Het is met name een illusie te denken dat nieuwe inzichten in de natuurwetenschappen of nieuwe technische ontwikkelingen aan de grenzen kunnen worden tegengehouden. Daarom was het zo belangrijk dat U de regeringen van de OECD-lidstaten als het ware dwong systematische aandacht aan wetenschap en technologie te besteden om hun bevolkingen voor te bereiden op alle veranderingen die zich op niet te stuiten wijze aankondigen. Wat wij nodig hebben is een gelijktijdige aanval.

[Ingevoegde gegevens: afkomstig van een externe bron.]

PR #73, opened 2017-07-31
Handle case where do_volume_creation_check gets a nil from Fog

mansam:
`do_volume_creation_check` assumes it will always get the requested volume object back from Fog, resulting in a thrown exception and an errored-out provisioning attempt if that assumption is violated due to the requested volume not being found. This fixes the assumption, allowing the provisioning workflow to continue and retry as normal.

This fixes the surface level issue in https://bugzilla.redhat.com/show_bug.cgi?id=1475260, though it doesn't explain why a 404 would be reported for an ID that came from Fog in the first place.


tzumainn:
Looks good!

simaishi:
Fine backport (to manageiq repo) details:

```
$ git log -1
commit 3bf47be83a48e61b4e6b24485c596caee6ce7012
Author: tzumainn <tzumainn@redhat.com>
Date:   Tue Aug 1 16:14:45 2017 -0400

    Merge pull request #73 from mansam/dont-crash-provision-if-volume-not-found
    
    Handle case where do_volume_creation_check gets a nil from Fog
    (cherry picked from commit 752420bc07b2b4f606be119656e2eccc4b297374)
    
    https://bugzilla.redhat.com/show_bug.cgi?id=1482170
```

Dat vereist een nieuwe economische orde die het gevolg is van beter begrip op grond van een verlicht humanisme, omdat de huidige problemen uitstijgen boven ideologieën. Het zou Erasmus, de naamgever van deze prijs, goed doen te horen dat het nodig is onze humaniteit te hervinden, wars van totalitaire heilsboodschappen, sociale utopieën of nationalistische gevoelens.

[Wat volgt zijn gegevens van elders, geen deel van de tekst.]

PR #74, opened 2017-08-01
Targeted Refresh for Cloud VMs

mansam:
This pull request introduces the scaffold for targeted refresh and implements it for cloud VMs. This is based significantly on @Ladas's work on the Amazon provider.


tzumainn:
@Ladas could you help us take a look at this? Thanks!

app/models/manageiq/providers/openstack/inventory/collector/target_collection.rb
```diff
@@ -0,0 +1,212 @@
...
+    return [] if references(:availability_zones).blank?
+    @availability_zones = references(:availability_zones).collect do |az|
+      OpenStruct.new(:zoneName => az)
+    end
+  end
+
+  def cloud_networks
+    return [] if references(:cloud_networks).blank?
+    @cloud_networks = references(:cloud_networks).collect do |network_id|
+      safe_get { network_service.networks.get(network_id) }
```
Ladas: hm, could we use a filtered handled list? OpenStack should support list filtering by UUIDs right? In larger envs and e.g. bigger stack deployment, we can have hundreds of entities here. So that would a lot of API calls

spec/models/manageiq/providers/openstack/cloud_manager/refresh_spec_common.rb
```diff
@@ -863,5 +863,107 @@ def expect_sync_cloud_tenants_with_tenants_is_queued
       expect(sync_cloud_tenant.method_name).to eq("sync_cloud_tenants_with_tenants")
       expect(sync_cloud_tenant.state).to eq(MiqQueue::STATE_READY)
     end
+
+    def assert_targeted_vm(vm_name, attributes)
```
Ladas: would be nice to have a test using existing Vm asserts, I do that in AWS to make sure Vm is the same from targeted and full refresh

Ladas:
@mansam it's great, just 1 concern with get vs filtered list API

For the specs, we should add moooore in next PRs, so every possible target has at least some coverage. :-D

In aws I have https://github.com/Ladas/manageiq-providers-amazon/blob/cd02dc09e805424ef90cf30f082f710000c09319/spec/models/manageiq/providers/amazon/cloud_manager/vcr_specs/targeted_refresh_spec.rb#L32
and I would like to add much more later

spec/models/manageiq/providers/openstack/cloud_manager/refresh_spec_common.rb
mansam: I'm not using exactly the same, since it seemed like it was not possible to acquire the external network information from the information available from just the VM. It seemed like it would take basically a full pull of inventory from Neutron to get some of it, so I left the external network stuff out of the targeted refresh and dropped the external network checks from the test.

app/models/manageiq/providers/openstack/inventory/collector/target_collection.rb
mansam: Are you thinking of making a call to pull the whole inventory and then filtering that, or is there actually API support for requesting a set of UUIDs?

spec/models/manageiq/providers/openstack/cloud_manager/refresh_spec_common.rb
Ladas: Right so what I do in AWS is a full VM refresh now, so I expand more targets out of the Vm, so the result is a Vm with all network connections(IPs) and volumes.

app/models/manageiq/providers/openstack/inventory/collector/target_collection.rb
Ladas: Yeah we should be able to filter N records from the API, to avoid N+1 API requests. E.g. check server list https://developer.openstack.org/api-ref/compute/ , the parameter uuid can be used to filter by the instance uuid. And we should be able to provide more of them I think

Ladas: There is API docs mentioning IN query. But also that nova does not support OR filter. https://specs.openstack.org/openstack/api-wg/guidelines/pagination_filter_sort.html#filtering

But seem like these are just some guidelines, so not sure who actually follows them. :-)

Ladas: I suppose we can merge this as a first version and optimize it where possible later. If we can't get rid of the N+1 queries, we will need to put back the condition, that will run a full refresh based on the threshold. (Best placement might be the Inventory builder)

Ladas:
@mansam just call rubocop -a on the files rubocop complains about and I am ok with merging this. Lets first build a working Targeted refresh, then optimize it. :-)

spec/models/manageiq/providers/openstack/cloud_manager/refresh_spec_common.rb
mansam: Sorry, what do you mean by "full VM refresh"? I'm not sure if you're referring to a different sort of approach, or just using a different name. :)

app/models/manageiq/providers/openstack/inventory/collector/target_collection.rb
mansam: Oh, that is awesome. I didn't know it was possible to query like that. Should be easy enough to figure out what's actually supported and fix this PR to get rid of the N+1 requests.

spec/models/manageiq/providers/openstack/cloud_manager/refresh_spec_common.rb
Ladas: So for AWS, every time there is a reference to Vm (aka. Vm target), we unpack the list of references by looking at the DB:

https://github.com/Ladas/manageiq-providers-amazon/blob/6938025f2cd6a4b0504909a1be22a87e30dbc7c0/app/models/manageiq/providers/amazon/inventory/collector/target_collection.rb#L209

and by looking at the API:
https://github.com/Ladas/manageiq-providers-amazon/blob/6938025f2cd6a4b0504909a1be22a87e30dbc7c0/app/models/manageiq/providers/amazon/inventory/collector/target_collection.rb#L229

So we basically send more Targetsto the refresh, by scanning edges of the Vm.

-------

Then the Vm full refresh means that after 1 targeted refresh, you will get a full info about the Vm. Where the most important relations are probably IP addresses and volumes. Then it's easier to use this e.g. in a automate workflow, where 1 step is the sync refresh of the Vm and you want to work with the data in the next step.

---

Also this solves the fact that events might come in a wrong order, then the graph refresh will not be able to populate some edges. (for the 5.0 release, we will be solving these by a skeletal pre-create and a post processing where the missing edges will be planned for the next refresh)

app/models/manageiq/providers/openstack/inventory/collector/target_collection.rb
Ladas: Yeah, lets do it in the next PR, you will probably need to experiment. I fear the OpenStack API is still heavily inconsistent at this. :-(

mansam: Will do, thanks for the advice.

spec/models/manageiq/providers/openstack/cloud_manager/refresh_spec_common.rb
mansam: Oh, I think I see what you mean. "Targeted VM Refresh" just being the VM object itself, and "Full Targeted VM Refresh" being the VM and its relationships. Makes sense now. I'm refreshing the VM and its relationships, but it seems like not all the relevant information to populate the network stuff was available. (Since you only get the IP address not it's ID, and you don't have enough port information to reconstruct the whole network just from the VM and its relationships due to objects from the Openstack API not having references in both directions). Though if Neutron supports filtered querying like you mentioned, maybe I can get around that. I was working on this before 2 weeks of PTO so my memory is fuzzy about the exact nature of the problem.

app/models/manageiq/providers/openstack/inventory/collector/target_collection.rb
mansam: This is definitely going to be more tricky than hoped, Nova doesn't seem to respect the "in:" directive.

Ladas: yeah, I wonder which service will do :-)

spec/models/manageiq/providers/openstack/cloud_manager/refresh_spec_common.rb
Ladas: it will require some tweaking, yo ucan also do more API queries to fetch e.g. the network_ports, given you will be able to filter that API using e.g. a Vm uuid

tzumainn:
@mansam are any of the codeclimate issues relevant?

mansam:
@tzumainn I've fixed the only ones that were relevant, so this should be ok to merge once the tests go green again.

Met niet-aflatende energie, gedreven door Uw enthousiasme en grote realiteitszin, wijst U regeringen erop dat meer serieuze aandacht gegeven moet worden aan lange-termijn en vaak meer fundamentele problemen. En Uw energie kent inderdaad geen grenzen. Kenmerkend is dat U als jongen reeds alleen per fiets langs de Noordkaap trok en U per kano de Donau afvoer – even later leidde U een expeditie naar de Jan Mayen eilanden; ik heb begrepen dat U morgenochtend vroeg naar de Verenigde Staten vertrekt om een vergadering in Atlanta voor te zitten.U maakt ons duidelijk dat de tijd nu rijp is voor een herwaardering van de wereldorde en een onderzoek naar alternatieve benaderingen die gebaseerd zijn op onderling afhankelijkheid en zelfstandigheid. Voordat wij onszelf vernietigen moeten wij op tijd onze eigen toekomst scheppen. In de mens die de evolutie nu zelf in handen heeft, zal een ommekeer plaats moeten vinden zoals nog nooit in de geschiedenis heeft plaatsgevonden.
In het licht van bovenstaande is het duidelijk dat zowel in onderwijs en onderzoek een fundamentele verandering van de bovenstaande wetenschappen nodig is, willen zij voldoende doordringen in en inwerken op de evolutie van menselijke kennis. Ook onze universiteiten en research-instituten zijn nog voornamelijk mono-disciplinair. In Uw belangrijkste publicatie ‘Science and Policy’ uit 1974 en in het zogenaamde Brooks rapport uit 1971 dat handelt over ‘Science, Growth and Society’ en waarvan u de initiator was, wordt gewezen op het belang vaa een nationaal wetenschapsbeleid waar binnen een sociaal kader, zowel fundamenteel onderzoek kan worden uitgevoerd als ook technologische ontwikkeling kan worden bevorderd. Dat wetenschapsbeleid nu een internationale zorg wordt, zien wij steeds duidelijker. Binnen de OESO hebt U veel gedaan om regeringen te overtuigen wetenschap, onderwijs en onderzoek tot een gezamenlijke zorg te maken. Vooral tijdens de Tweede Wereldoorlog toen U hebt behoord tot de door Churchill opgezette denktank is U gebleken dat wetenschap een belangrijke vernieuwer kan zijn, meer dan een dienaar van conventionele technologie. Toen al bleek het belang van internationaal onderzoek: de jetmotor, the korte-golf radar, peniciline, DDT, and het concept van nucleaire energie zijn ontwikkeld op basis van Europees onderzoek. Wetenschap en technologie zijn nog belangrijker geworden, omdat de wereld door deze nieuwe mogelijkheden thans een nieuwe technische revolutie doormaakt die waarschijnlijk een grotere invloed op de samenleving zal hebben dan de industriá‰ále revolutie in de vorige eeuw. Ontwikkelingen op het terrein van de biochemie, Uw oorspronkelijke vakgebied, micro-electronica en nieuwe materialen zullen onze nabije toekomst bepalen. Van een industriële samenleving gaan wij naar een samenleving in essentie gebaseerd op informatie. Onze informatie-maatschappij komt naar voren als het resultaat van de wisselwerking van wetenschappelijke, technologische, economische, sociale en culturele krachten en dus niet louter als gevolg van een technische ontwikkeling. Vele paralellen ervaart onze samenleving met wat de biochemici ontdekken in de genetische informatie-overdracht met DNA dat gebleken is een uitzonderlijk medium voor informatie-overdracht te zijn. Ook dit alles zal tenslotte onderlingen afhankelijkheid van individuen en staten in hoge mate vergroten, omdat vooruitgang in wetenschap en technologie niet stopt bij nationale grenzen.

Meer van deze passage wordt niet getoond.